まったなし(畠中恵)

「まんまこと」シリーズ5作目。

いつの間にやら某国営放送でドラマ化されててビックリ。ま、私は観てないんですけどね~。原作好きな方にとってはどうだったのかな。観てないながらも、ちょっとは気になるワタクシであります(笑)

今回は麻之助の友人のひとり町名主の清十郎の嫁取り話。最初の1編だけかと思いきや、まるまる1冊を使っての嫁取り話でした。これがまぁ、なかなか相手が決まらない!読みながらイライ・・・やきもきしちゃいましたよ!もうホントにね。このまま決まらなかったらどうしようと思っていたら、最後の最後にようやく決まってホッとしました。お相手は彼女だろうと予想してた人で、2重に嬉しくなっちゃいました。
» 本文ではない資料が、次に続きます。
PR #290, opened 2023-10-30
Update Copilot with latest changes

darjoo:
Changes:

- Add metaprompt
- Update Copilot pages with new text, telemetry, formatting
- Allow disabling of Copilot on tenant, including 3rd party extensions
- Update Entity Text caption to `Marketing text suggestions`

### DIFF
--- a/src/System Application/App/AI/src/Azure OpenAI/Chat Completion/AOAIChatMessagesImpl.Codeunit.al
+++ b/src/System Application/App/AI/src/Azure OpenAI/Chat Completion/AOAIChatMessagesImpl.Codeunit.al
@@ -144,7 +144,7 @@ codeunit 7764 "AOAI Chat Messages Impl"
             exit;
 
         Initialize();
-        CheckandAddMetaprompt();
+        CheckandAddPrimarySystemMessage();
 
         if SystemMessage.Unwrap() <> '' then begin
             MessageJsonObject.Add('role', Format(Enum::"AOAI Chat Roles"::System));
@@ -190,7 +190,7 @@ codeunit 7764 "AOAI Chat Messages Impl"
     end;
 
     [NonDebuggable]
-    local procedure CheckandAddMetaprompt()
+    local procedure CheckandAddPrimarySystemMessage()
     var
         AzureOpenAIImpl: Codeunit "Azure OpenAI Impl";
         Telemetry: Codeunit Telemetry;
--- a/src/System Application/App/AI/src/Azure OpenAI/Chat Completion/AOAIChatMessagesImpl.Codeunit.al
+++ b/src/System Application/App/AI/src/Azure OpenAI/Chat Completion/AOAIChatMessagesImpl.Codeunit.al
@@ -25,8 +25,8 @@ codeunit 7764 "AOAI Chat Messages Impl"
         IsSystemMessageSet: Boolean;
         MessageIdDoesNotExistErr: Label 'Message id does not exist.';
         HistoryLengthErr: Label 'History length must be greater than 0.';
-        TelemetryMetapromptSetbutEmptyTxt: Label 'Metaprompt was set but is empty.', Locked = true;
-        TelemetryMetapromptEmptyTxt: Label 'Metaprompt was not set.', Locked = true;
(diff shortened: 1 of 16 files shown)


src/System Application/App/AI/src/Copilot/CopilotTelemetry.Codeunit.al
```diff
@@ -18,30 +18,45 @@ codeunit 7775 "Copilot Telemetry"
...
+    var
+        CopilotCapabilitiesImpl: Codeunit "Copilot Capability Impl";
+        FeatureTelemetry: Codeunit "Feature Telemetry";
+        Language: Codeunit Language;
+        SavedGlobalLanguageId: Integer;
+    begin
+        CopilotCapabilitiesImpl.AddTelemetryDimensions(CopilotCapability, AppId, CustomDimensions);
+
+        SavedGlobalLanguageId := GlobalLanguage();
+        GlobalLanguage(Language.GetDefaultApplicationLanguageId());
```
IhorHandziuk: These should either be placed above `CopilotCapabilitiesImpl.AddTelemetryDimensions`, or removed completely.
`Feature Telemetry` has the same calls performed for the common custom dimensions it adds automatically.

src/System Application/App/AI/src/Copilot/CopilotCapabilityImpl.Codeunit.al
```diff
@@ -166,6 +167,15 @@ codeunit 7774 "Copilot Capability Impl"
         Notification.Send();
     end;
 
+    procedure ShowCapabilitiesNotAvailableOnPremNotification()
+    var
+        Notification: Notification;
+    begin
+        Notification.Id(CreateGuid());
```
IhorHandziuk: We have the same guid here (e. g. saved as a label) - otherwise users may be spammed with multiple instances of the same notification.

src/System Application/App/AI/src/Azure OpenAI/Chat Completion/AOAIChatMessagesImpl.Codeunit.al
```diff
@@ -182,4 +188,19 @@ codeunit 7764 "AOAI Chat Messages Impl"
...
+    var
+        AzureOpenAIImpl: Codeunit "Azure OpenAI Impl";
+        Telemetry: Codeunit Telemetry;
+    begin
+        if SystemMessage.Unwrap().Trim() = '' then begin
+            if IsSystemMessageSet then
+                Telemetry.LogMessage('0000LO9', TelemetryMetapromptSetbutEmptyTxt, Verbosity::Normal, DataClassification::SystemMetadata)
+            else
+                Telemetry.LogMessage('0000LOA', TelemetryMetapromptEmptyTxt, Verbosity::Normal, DataClassification::SystemMetadata);
+            SetPrimarySystemMessage(AzureOpenAIImpl.GetMetaprompt());
```
IhorHandziuk, line 203: How is metaprompt different from the system message (here they seem to be used interchangeably)? If they are the same, we should only use one term. If they are indeed different, we probably want to add code documentation to explain the difference.

IhorHandziuk (changes requested):

src/System Application/App/AI/src/Azure OpenAI/Chat Completion/AOAIChatMessagesImpl.Codeunit.al
darjoo: Changing this function's name, but I won't change telemetry label or `GetMetaprompt`. 

`GetMetaprompt` in `AzureOpenAIImpl` is also used in Text Completions and metaprompts are metaprompts there. Only reason it is System here, is because of how system messages work and we have the `SetPrimarySystemMessage` function

IhorHandziuk (dismissed):

JesperSchulz (dismissed):

JesperSchulz (dismissed):

IhorHandziuk (dismissed):

stkillen (approved):

PredragMaricic (approved):

JesperSchulz (approved):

と、嬉しいエピソードもあったものの、お由有のことはちょっとビックリというかね、読んでて辛かったです。妊娠の真相がまさかそんなことだったとは・・・。現代だったら、もっと違った結末を迎えることが出来ただろうに、あの時代はそういう訳にはいかなかったんでしょうね。お由有が本当に可哀想で・・・。そして、知らないうちに巻き込まれていた麻之助も可哀想というか何というか・・・。二人のことを思うと堪らない気持ちになります。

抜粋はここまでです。